PR #2457, opened 2019-08-06
Set thread names on macOS

benesch:
Like Linux, macOS supports the nonstandard pthread_setname_np, though
the signature is slightly different. Learn to detect and use macOS
variants to, to make multithreaded debugging on macOS a bit easier.


configure.self
```diff
@@ -217,6 +217,15 @@ const char *foo (void) {
 void foo (void) {
   pthread_setname_np(pthread_self(), "abc");
 }
+'
```
edenhill: If SETNAME_GNU works we shouldn't check for DARWIN, so change this to
`' || \`

edenhill:
Seems to be a missing include or feature define for the declaration:
https://travis-ci.org/edenhill/librdkafka/jobs/568176835#L230

configure.self
benesch: Done.

benesch:
> Seems to be a missing include or feature define for the declaration:
https://travis-ci.org/edenhill/librdkafka/jobs/568176835#L230

Indeed, looks like `_DARWIN_C_SOURCE` needs to be set. Note that simply setting it before including pthread.h is insufficient, as it needs to be set for all system headers or none of them (or else various things go wrong), so I added the define for it in rdkafka.h.

Also, heads up: the latest revision of this PR adds the same modifications to the CMake build system.

configure.self
```diff
@@ -217,6 +217,14 @@ const char *foo (void) {
 void foo (void) {
   pthread_setname_np(pthread_self(), "abc");
 }
+' || \
+    mkl_compile_check "pthread_setname_darwin" "HAVE_PTHREAD_SETNAME_DARWIN" disable CC "-lpthread" \
+'
+#include <pthread.h>
```
edenhill: this should have the DARWIN.. define too

packaging/cmake/try_compile/pthread_setname_darwin_test.c
```diff
@@ -0,0 +1,6 @@
+#include <pthread.h>
```
edenhill: and here

src/rd.h
```diff
@@ -38,6 +38,9 @@
 #ifndef _POSIX_C_SOURCE
 #define _POSIX_C_SOURCE 200809L  /* for timespec on solaris */
 #endif
+#ifndef _DARWIN_C_SOURCE
```
edenhill: only do this if on darwin

configure.self
benesch: Sure, done. I put the define in the compiler flags for congruency with the -D_GNU_SOURCE in the GNU check above.

packaging/cmake/try_compile/pthread_setname_darwin_test.c
benesch: Done, but again put the define in the CMake file for congruency with the GNU check.

src/rd.h
benesch: Done, but do note that this is a bit incongruent. _GNU_SOURCE is defined on all platforms but only makes sense on glibc systems, and _POSIX_C_SOURCE is defined on all platforms despite only being needed (according to comment) for Solaris. This inconsistency is fine with me, but wanted to point it out!

configure.self
edenhill: Good thinking, but we actually want to keep the command line argument defines to a minimum since they affect all files, exposing a wider, possibly incompatible API, where it is not desired.
So I suggest adding the ifdef-define-endif before the includes in tinycthread_extra.c

benesch: I'm not sure I follow? I meant I put `-D_DARWIN_C_SOURCE` in the compiler flags for this `mkl_compile_check` invocation, rather than putting a `#define _DARWIN_C_SOURCE` in the actual source file. I don't think that has any bearing on where we define the `_DARWIN_C_SOURCE` macro for compilation of librdkafka itself.

> So I suggest adding the ifdef-define-endif before the includes in tinycthread_extra.c

I think you mean moving the `#define _DARWIN_C_SOURCE` from rd.h to tinycthread_extra.c? That makes sense to me, and so that's what I've done. Let me know if you meant something else.

edenhill: >  I don't think that has any bearing on where we define the _DARWIN_C_SOURCE macro for compilation of librdkafka itself.

Any compiler flags you pass to mkl_compile_check for a passing check will be added to the final compiler flags for the librdkafka build.

benesch: > Any compiler flags you pass to mkl_compile_check for a passing check will be added to the final compiler flags for the librdkafka build.

I know you wrote mklove, so it's certainly possible that I'm wrong here, but I just don't see how that's true? The flags are `$5` on this line https://github.com/edenhill/librdkafka/blob/d979ad2eedfa9b276670dd4f3a0fa3d2505e36d6/mklove/modules/configure.base#L1332
and then `$5` isn't used elsewhere in the function, except to log the flags if the check fails. Are you perhaps thinking of `mkl_lib_check`, which does append its flags to LIBS if the check succeeds? 

Apologies if it seems like I'm being difficult! I just want to make sure this works the same way as the `-D_GNU_SOURCE` flag in the GNU check... and if `mkl_compile_check` works the way you suggest, then the GNU check is misbehaving and setting `-D_GNU_SOURCE` globally when it shouldn't.

edenhill: You are right! I had it confused with mkl_lib_check.
Current solution is fine :+1:

edenhill:
Thank you! :+1:

benesch:
Awesome, thanks @edenhill!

· · · · ·

Your answer must consist of every line in the listing that contains "thinking".

Response for this exercise:
edenhill: Good thinking, but we actually want to keep the command line argument defines to a minimum since they affect all files, exposing a wider, possibly incompatible API, where it is not desired.
and then `$5` isn't used elsewhere in the function, except to log the flags if the check fails. Are you perhaps thinking of `mkl_lib_check`, which does append its flags to LIBS if the check succeeds? 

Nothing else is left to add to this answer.